Your task is to restate the data word for word.

* * * * * * * * *

PR #4343, opened 2026-07-02
Test/lesq 2113/playwright setup

RBrownsett:
## Description

Creation of front end browsers tests. 

Adds initial Playwright E2E setup and first teacher lesson download journey test coverage. This is the first of two tickets, the CI workflow will follow in the second ticket. 

If these tests prove viable then improvements will be made:

- Move away from static lesson test and utilise a lesson from the database
- If and when additional tests are created a move to the POM framework will be accessed. 
- Increase browser coverage e.g. safari webkit 

Changes
Added Playwright dependency and config
Added E2E test for teacher lesson download flow
Ensured Jest does not run Playwright specs
Updated testing documentation and README link
Ran targeted spec locally and it passed

## Issue(s)

N/A 

## How to test

1. Check out this PR branch locally.
2. Ensure Node 24 is active: `nvm use 24`
3. Install dependencies: `pnpm install`
4. Start the app in one terminal
5. In a second terminal, run the Playwright teacher E2E spec: `pnpm run test:e2e -- src/tests/e2e/teacher/lesson-page.spec.ts`
6. Confirm both tests pass: **teacher can click download all resources on lesson page** and **teacher can complete download flow and download lesson assets**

* * * * * * * * *

** Answer **
PR #4343, opened 2026-07-02
Test/lesq 2113/playwright setup

RBrownsett:
## Description

Creation of front end browsers tests. 

Adds initial Playwright E2E setup and first teacher lesson download journey test coverage. This is the first of two tickets, the CI workflow will follow in the second ticket. 

If these tests prove viable then improvements will be made:

- Move away from static lesson test and utilise a lesson from the database
- If and when additional tests are created a move to the POM framework will be accessed. 
- Increase browser coverage e.g. safari webkit 

Changes
Added Playwright dependency and config
Added E2E test for teacher lesson download flow
Ensured Jest does not run Playwright specs
Updated testing documentation and README link
Ran targeted spec locally and it passed

## Issue(s)

N/A 

## How to test

1. Check out this PR branch locally.
2. Ensure Node 24 is active: `nvm use 24`
3. Install dependencies: `pnpm install`
4. Start the app in one terminal
5. In a second terminal, run the Playwright teacher E2E spec: `pnpm run test:e2e -- src/tests/e2e/teacher/lesson-page.spec.ts`
6. Confirm both tests pass: **teacher can click download all resources on lesson page** and **teacher can complete download flow and download lesson assets**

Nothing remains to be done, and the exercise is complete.